(Saved entries):
◆ ◆ ◆ ◆ ◆ ◆ ◆
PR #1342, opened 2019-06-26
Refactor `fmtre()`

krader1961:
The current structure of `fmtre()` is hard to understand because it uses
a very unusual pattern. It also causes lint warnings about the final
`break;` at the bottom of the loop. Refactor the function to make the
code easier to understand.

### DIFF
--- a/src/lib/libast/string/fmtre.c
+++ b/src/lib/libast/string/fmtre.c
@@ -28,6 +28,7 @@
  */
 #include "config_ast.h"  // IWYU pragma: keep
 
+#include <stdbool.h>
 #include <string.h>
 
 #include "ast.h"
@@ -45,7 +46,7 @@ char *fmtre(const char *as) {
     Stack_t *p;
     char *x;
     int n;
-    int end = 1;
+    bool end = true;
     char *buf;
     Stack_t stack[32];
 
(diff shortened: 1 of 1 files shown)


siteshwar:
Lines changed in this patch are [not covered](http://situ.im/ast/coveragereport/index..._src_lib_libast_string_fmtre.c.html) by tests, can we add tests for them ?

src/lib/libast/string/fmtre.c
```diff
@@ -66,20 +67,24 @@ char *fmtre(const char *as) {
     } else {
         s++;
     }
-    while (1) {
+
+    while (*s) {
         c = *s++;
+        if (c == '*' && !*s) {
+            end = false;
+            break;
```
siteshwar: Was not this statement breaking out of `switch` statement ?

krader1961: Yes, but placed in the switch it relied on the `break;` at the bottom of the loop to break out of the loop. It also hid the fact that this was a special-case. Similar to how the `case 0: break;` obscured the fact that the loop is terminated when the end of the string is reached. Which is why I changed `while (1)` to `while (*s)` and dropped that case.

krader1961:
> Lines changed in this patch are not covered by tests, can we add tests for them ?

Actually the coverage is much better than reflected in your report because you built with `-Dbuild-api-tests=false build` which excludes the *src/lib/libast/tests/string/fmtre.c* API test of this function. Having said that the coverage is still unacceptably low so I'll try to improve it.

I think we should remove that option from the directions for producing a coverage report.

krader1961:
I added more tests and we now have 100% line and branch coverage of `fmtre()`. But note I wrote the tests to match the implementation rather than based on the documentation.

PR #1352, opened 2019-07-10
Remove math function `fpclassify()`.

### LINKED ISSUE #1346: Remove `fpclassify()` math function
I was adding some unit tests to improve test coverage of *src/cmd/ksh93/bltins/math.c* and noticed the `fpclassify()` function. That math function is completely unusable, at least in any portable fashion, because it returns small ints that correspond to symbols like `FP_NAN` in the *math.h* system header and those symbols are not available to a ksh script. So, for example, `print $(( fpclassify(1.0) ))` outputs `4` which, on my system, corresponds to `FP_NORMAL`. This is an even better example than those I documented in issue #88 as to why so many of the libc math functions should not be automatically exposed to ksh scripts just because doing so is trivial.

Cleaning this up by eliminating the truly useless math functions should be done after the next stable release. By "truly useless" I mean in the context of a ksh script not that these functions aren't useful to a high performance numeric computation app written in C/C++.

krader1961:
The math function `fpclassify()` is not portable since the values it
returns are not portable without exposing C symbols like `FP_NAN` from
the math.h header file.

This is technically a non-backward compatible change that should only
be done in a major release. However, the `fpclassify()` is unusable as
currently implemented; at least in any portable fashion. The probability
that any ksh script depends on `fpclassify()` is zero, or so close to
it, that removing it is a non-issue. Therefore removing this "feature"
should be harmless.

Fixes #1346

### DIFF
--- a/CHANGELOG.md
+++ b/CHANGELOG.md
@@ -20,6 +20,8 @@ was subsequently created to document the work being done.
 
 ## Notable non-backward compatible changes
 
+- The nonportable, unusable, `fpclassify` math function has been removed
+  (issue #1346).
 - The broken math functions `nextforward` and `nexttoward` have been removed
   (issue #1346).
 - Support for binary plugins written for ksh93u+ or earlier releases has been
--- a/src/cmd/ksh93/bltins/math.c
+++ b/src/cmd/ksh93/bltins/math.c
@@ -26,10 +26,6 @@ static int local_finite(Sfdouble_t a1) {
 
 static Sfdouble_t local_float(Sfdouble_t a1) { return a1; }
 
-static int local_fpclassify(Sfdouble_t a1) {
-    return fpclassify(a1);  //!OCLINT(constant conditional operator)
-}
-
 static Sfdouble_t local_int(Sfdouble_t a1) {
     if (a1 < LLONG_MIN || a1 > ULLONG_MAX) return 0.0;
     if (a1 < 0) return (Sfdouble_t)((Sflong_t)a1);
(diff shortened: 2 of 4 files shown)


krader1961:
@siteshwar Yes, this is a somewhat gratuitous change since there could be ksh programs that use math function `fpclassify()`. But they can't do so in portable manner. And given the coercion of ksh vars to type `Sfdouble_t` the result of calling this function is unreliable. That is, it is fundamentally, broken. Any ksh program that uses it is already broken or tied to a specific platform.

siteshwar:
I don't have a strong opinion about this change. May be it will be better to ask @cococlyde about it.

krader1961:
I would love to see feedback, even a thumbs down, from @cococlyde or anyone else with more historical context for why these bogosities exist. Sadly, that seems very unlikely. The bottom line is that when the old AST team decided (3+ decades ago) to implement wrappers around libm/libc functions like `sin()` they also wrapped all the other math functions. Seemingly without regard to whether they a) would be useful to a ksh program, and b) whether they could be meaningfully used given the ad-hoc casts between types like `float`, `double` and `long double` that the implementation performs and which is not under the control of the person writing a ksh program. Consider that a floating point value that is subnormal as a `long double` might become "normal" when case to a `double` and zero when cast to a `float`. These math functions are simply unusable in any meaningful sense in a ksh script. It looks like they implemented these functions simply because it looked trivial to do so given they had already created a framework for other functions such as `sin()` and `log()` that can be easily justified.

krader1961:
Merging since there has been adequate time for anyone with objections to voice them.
◆ ◆ ◆ ◆ ◆ ◆ ◆
(How to complete this task): Across the data, pull every line containing the string "header".

(Completed task):
I was adding some unit tests to improve test coverage of *src/cmd/ksh93/bltins/math.c* and noticed the `fpclassify()` function. That math function is completely unusable, at least in any portable fashion, because it returns small ints that correspond to symbols like `FP_NAN` in the *math.h* system header and those symbols are not available to a ksh script. So, for example, `print $(( fpclassify(1.0) ))` outputs `4` which, on my system, corresponds to `FP_NORMAL`. This is an even better example than those I documented in issue #88 as to why so many of the libc math functions should not be automatically exposed to ksh scripts just because doing so is trivial.
the math.h header file.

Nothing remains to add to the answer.